New pill that helps patients lose 15% of their body weight – and keep it off for a year

A WEIGHT loss pill that helps patients lose 15 per cent of their body weight is being made available at an NHS hospital.

The treatment takes 15 minutes and involves a capsule containing a gastric balloon that is filled with water after it is swallowed and helps make people feel fuller, so they eat less.

Danielle Worden, 40, from Rugby, Warwickshire, says the Allurion gastric ballon was the “best present I could ever give myself”
She has lost three and a half stone since September on the treatment

Allurion, the company behind the pill, said it has been in talks with NHS trusts about rolling out the treatment since it was approved in 2020.

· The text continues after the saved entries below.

PR #39, opened 2019-11-13
RFC: var sources

vito:
[Rendered](https://github.com/vito/rfcs/tree/var-sources/039-var-sources/proposal.md)

supercedes #21


039-var-sources/proposal.md
```diff
@@ -0,0 +1,187 @@
...
+A var source's `type` specifies one of the supported credential managers, e.g.
+`vault`, `credhub`, `kubernetes`. is responsible for interpreting
+`config`.
+
+A var source's `config` is a "black box" to Concourse and is passed verbatim to
+the credential manager. This configuration should include any credentials
+necessary for authenticating with the credential manager.
+
+A var source's `config` may use `((vars))` to obtain its own credentials,
+either by using a different var source or by using the system-level credential
```
evanchaoli: I think a `var_source`'s `config` should only get var from the system credential manager.

039-var-sources/proposal.md
```diff
@@ -0,0 +1,187 @@
...
+Either way, the config will be encrypted when stored in the database.
+
+## `((var))` syntax
+
+The `((var))` syntax was introduced a long while back and was never formally
+specified or documented. This RFC proposes a change to it so now's a good time
+to lay it all out.
+
+The full `((var))` syntax will be
+**`((VAR_SOURCE_NAME:SECRET_PATH.SECRET_FIELD))`**.
```
evanchaoli: Do we want to support multiple var source names? Like: `((vault1,vault2:password))`. This might add some flexibility.

And think we may still support `((secret))` to iterate all var sources.

039-var-sources/proposal.md
```diff
@@ -0,0 +1,187 @@
...
+convenience. This RFC makes no judgment call on this because the utility of
+this will vary between credential managers.
+
+
+# Open Questions
+
+* How should pipeline-level credential managers differ in behavior from
+  system-level credential managers, if at all?
+
+* Should we allow multiple var sources to be configured at the system-level?
```
evanchaoli: I would say no. Because:
1. If the second var source is also owned by the concourse ops team, then not need the second at all.
2. If the second var source is owned by team/pipeline owners, then they will have give the vault access token to concourse ops team in order to add the vault to concourse cluster, which brings a security concern, token might be leaked by concourse ops team.

With pipeline var source, a pipeline owner only needs to add his own vault's token to the system vault. This way, concourse ops doesn't know anything about users' vaults, which eliminate the security concern. This model will reduce OPs cost of concourse clusters.

039-var-sources/proposal.md
vito: Personally I don't see a need for specifying multiple var source names. Seems like the user should know where their secrets are coming from if they know enough to suggest a couple of specific sources. :thinking:

Querying multiple var sources could result in surprises. For example, if their pipeline relied on a credential `foo` from `vault2` but then a credential under the same name was added to `vault1`.

039-var-sources/proposal.md
vito: I don't feel *too* strongly about this, but I decided to allow it so that it's consistent with how `resource_types` works - resource types can use *other* resource types to fetch their image, so it seemed only fair to allow the same of var sources. Do you think this would be particularly challenging to support?

evanchaoli: I feel challenging of implementation. It should be done in `db.pipeline.Varaibles()`, a small change will support that. My concern is that would lead some potential complexity, for example, cycle reference:

```yml
var_sources:
- name: vs1
  type: vault
  config: 
      token: ((vs2:mytoken))  
- name: vs2
  type: vault
  config: 
      token: ((vs1:mytoken))  
```

If we support get var_source's var from other var_source, then we will have to detect such cycle reference problem, maybe other issues also. But `resource_type` doesn't have such problem.

So I think, at least, we start with not supporting that. If users raise such request in future, we may consider to add such support.

039-var-sources/proposal.md
evanchaoli: Make sense.

039-var-sources/proposal.md
vito: `resource_types` actually does have the same problem:

```yaml
resource_types:
- name: foo
  type: bar
  source: # ...

- name: bar
  type: foo
  source: # ...
```

The implementation is pretty simple: if resource type `bar` is being used, then `bar` is ignored when recursively resolving its type `foo`. This trick also allows for e.g. the `registry-image` base resource type to be overridden, using the base resource type to fetch its replacement image:

```yaml
resource_types:
- name: registry-image # same
  type: registry-image # same
  source: # replacement
```

I think the same could probably be done here; instead of going into an infinite loop, an `UnknownVarSourceError` could be returned, and we could print a nice error if the 'unknown source' name is the same as the one we're currently resolving.

In any case, I'm OK with waiting for users to ask for it, since it'd be easy enough to implement later. It just felt like something worth specifying one way or the other, and I can't think of any drawbacks I figured I'd just allow it.

How about I move this under 'Open Questions' and we can collect more feedback on it?

evanchaoli: > How about I move this under 'Open Questions' and we can collect more feedback on it?

That's a good idea.

vito: Moved it to 'open questions'. I have to say as I wrote it out it kind of feels sensible to allow it, primarily for the 'bootstrapping' use case, but we can talk it out there.

039-var-sources/proposal.md
vito: What I'm trying to figure out is if there is clear and consistent behavior that we can figure out in order to support multiple levels of `var_sources`, because that will be something we have to figure out once projects (#32) is here.

Having only a single system-level credential manager kind of feels like an artificial limitation if we're going to support multiple at the pipeline-level, so I'd like to have solid reasoning as to why.

I could imagine, for example, a Concourse installation which has a Vault credential manager as well as an EC2 IAM role-based STS credential manager (concourse/concourse#3023) for access to AWS resources. As this depends on the EC2 configuration of the `web` node, it makes sense for operators to configure it, not pipeline authors. For the same reasons outlined in this proposal, though, it seems like it would be bad to require operators to choose between Vault and STS as the latter is very specialized.

vito: Sounds like this turned out to be useful: https://github.com/concourse/concourse/pull/4777#issuecomment-559631169

I'll update the RFC soon!

vito: Oops nevermind this was a completely different question.

vito: Now that I'm updating the docs for `var_sources`, I'm finding it very difficult to consolidate the docs for cluster-wide credential managers, which are configured through env vars and flags, and pipeline-local `var_sources` which are configured through YAML.

If it's hard to document, it'll probably be hard to learn and use. I think it would be a lot easier to be able to document `var_sources` exclusively and then just say they can be configured cluster-wide or local to a pipeline. This will also force the issue of having to reason about multi-tiered `var_sources`, which I'm anticipating to be something we need to address in the future anyway with Projects.

So at this point I'm leaning towards unifying the cluster-wide and pipeline-local credential manager config as a single concept, `var_sources`, and defining the scoping semantics such that the local var source names 'shadow' the outer ones. We kinda planned for this already anyway in #4777.

jpluscplusm:
Hey @vito 👋 The docs at https://concourse-ci.org/vars.html#var-sources currently say "var_sources [...] is considered an experimental feature until its associated RFC is resolved" with the RFC link being to this, merged, PR. JOOI is the feature still experimental, should the link point elsewhere, or ... something else?

vito:
@jpluscplusm Still have work in flight on this - we're working on a feature so that var sources can be bring-your-own just like resource types so we don't have to bake them into Concourse core code. Once that lands we plan to phase out the built on ones and there may be changes to how they're configured, so it's still experimental for now. More info in concourse/concourse#5229

xtremerui:
the doc is updated to point to the open issue instead of this closed RFC.

jpluscplusm:
@xtremerui Just FYI, I'm not seeing that update online, and I can't see a commit in the docs repo that would suggest a website rebuild is pending. However I'm not using the project actively any more, so I'll stop commenting now.

weaversam8:
confirming that the docs still points to this PR

philocalyst:
Why do the docs refer to this as expiremental when it's merged?

taylorsilva:
@philocalyst it's still marked as experimental because it's implementation is not its final form. That said, I think we should point the docs to https://github.com/concourse/concourse/issues/5229 instead.

philocalyst:
Ah! Missed that.

▰▰▰▰▰
Miles Wirht 🙃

The first two NHS patients to have been treated at Musgrove Park Hospital, part of Somerset NHS Foundation Trust, have already lost around two stone in two months, Allurion said.

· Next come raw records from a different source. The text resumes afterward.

PR #40, opened 2019-11-13
RFC: valid identifiers

vito:
[Rendered](https://github.com/vito/rfcs/blob/identifiers/040-valid-identifiers/proposal.md)

Prior discussion: https://github.com/concourse/concourse/issues/3985

### DIFF
--- a/040-valid-identifiers/proposal.md
+++ b/040-valid-identifiers/proposal.md
@@ -1,0 +1,72 @@
+# Summary
+
+Proposes a fairly limited set of valid characters for use in Concourse identifiers:
+
+* Team names
+* Pipeline names
+* Job names
+* Step names
+* [Var source][var-sources-rfc] names
+
+# Motivation
+
+Concourse does not currently perform much validation for identifiers that can
+be set through the API or in pipeline configs. As a result, users are able to
+name pipelines and jobs with all sorts of special characters.
+
+Allowing arbitrary symbols makes it difficult for Concourse to support semantic
+notation in the CLI and elsewhere in the Concourse UX. For example, the `fly`
+CLI uses `PIPELINE/JOB` syntax, but this becomes ambiguous if your pipeline or
+job names have a `/` present in their name. For example, `foo/bar/baz` could
+either be (`foo/bar`, `baz`) or (`foo`, `bar/baz`).
+
+Allowing whitespace, capitalization, and mixed use of `_` and `-` also results
+in inconsistent naming conventions between Concourse users. A 'deploy to prod'
+job may be called any of the following:
+
+* `deploy to prod`
+* `deploy-to-prod`
+* `deploy_to_prod`
+* `Deploy to prod`
+* `Deploy to Prod`
+
+This variance is largely cosmetic and only makes it difficult for a new
+Concourse user on an existing team to predict the name of a given job. It also
+results in an inconsistent UX when using Concourse.
+
+# Proposal
+
+This proposal is to dramatically reduce the allowed character set for Concourse
+identifiers, in the spirit of simplicity and consistency across Concourse
+usage:
+
+* Any lowercase Unicode letter.
+* Any Unicode number.
+* `-`
+
+With Go's [`re2`](https://github.com/google/re2/wiki/Syntax) syntax this would
+be represented by the following regular expression:
+
+```re
+[\p{Ll}\p{Nd}\-]+
+```
+
+## Migrating existing data
+
+TODO
+
+# Open Questions
+
+* Do we want to support a 'display name'?
+
+
+# Answered Questions
+
+* n/a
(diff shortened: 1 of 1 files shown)


040-valid-identifiers/proposal.md
```diff
@@ -0,0 +1,84 @@
...
+Notably, `_` is forbidden. This is to further enforce consistency in word
+separators.
+
+## Migrating existing data
+
+TODO
+
+# Open Questions
+
+* Do we want to support a 'display name'?
```
ari-becker: For my personal circumstance, I don't need this; however, supporting a display name is probably a requirement to provide an upgrade path for a lot of users. People get attached to their personal preferences and you risk admins facing internal political wrath in their organizations over minor quibbles like this.

040-valid-identifiers/proposal.md
```diff
@@ -0,0 +1,84 @@
...
+
+# Proposal
+
+This proposal is to dramatically reduce the allowed character set for Concourse
+identifiers, in the spirit of simplicity and consistency across Concourse
+usage.
+
+The following characters are to be allowed:
+
+* Lowercase Unicode letters.
```
vito: Hmm, my intent in allowing any lowercase Unicode letter over just `a-z` is to support our multilingual friends, however I just realized that it's hard to enforce "lowercase" when some languages don't have casing at all.

e.g.:

```ruby
irb(main):001:0> /\p{Ll}/ =~ "ひらがな"
=> nil
irb(main):002:0> /\p{L}/ =~ "ひらがな"
=> 0
irb(main):003:0>
```

Of course, we could match all these specific scripts by identifying their Unicode block:

```ruby
irb(main):003:0> /\p{Hiragana}/ =~ "ひらがな"
=> 0
```

...but that seems pretty high-maintenance.

I see two paths forward here:

* Enforce `a-z`. Do people feel strongly about this? I don't think I've ever seen an example of e.g. a Japanese job name.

Professor Richard Welbourn, consultant bariatric surgeon at the trust, said: “We are very pleased to be able to offer this new treatment, a first for the NHS, that offers clinically meaningful weight loss as part of a holistic programme involving dietary support and care.

“People with severe obesity are prone to diseases, such as type 2 diabetes, which can be reversed with weight loss.

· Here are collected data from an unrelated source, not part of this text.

PR #41, opened 2019-11-20
RFC: OPA integration proposal.

evanchaoli:

### DIFF
--- a/041-opa-integration/proposal.md
+++ b/041-opa-integration/proposal.md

“The Allurion balloon is a 15-minute outpatient procedure, and is swallowed, so there’s no need for an endoscopy, hospital bed, theatre time or anaesthetic, which is better for the NHS and a much-improved experience for our patients.

“We expect that patients using the programme will lose 10 to 15 per cent of their weight in four months, which improves quality of life and makes patients healthier.”

The Allurion swallowable gastric balloon capsule was approved for weight loss by the National Institute for Health and Care Excellence (NICE) in November 2020.

The guidelines did not make it clear who meets the criteria to be given the treatment, but bariatric surgery is usually reserved for obese people with a BMI of over 40 or 35 if they have other conditions.

A quarter of British adults are obese while a further are 38 per cent are overweight.

Less invasive options like endoscopic intragastric balloons are given to people who are unable to lose weight by non-surgical measures who do not want surgery.

The balloon is being offered to patients under the care of Musgrove Park Hospital’s bariatric surgery team who aren’t clinically fit enough for surgery.

NICE special arrangements are in place because it is for short-term use as a pre-intervention before surgery, an Allurion spokesperson told The Sun.

A further three NHS patients are due to be treated with it in early February this year, with up to a dozen others also scheduled.

Privately, the pills are available to overweight adults with a BMI over 27, who are not currently pregnant or breastfeeding and have not had stomach or esophageal surgery.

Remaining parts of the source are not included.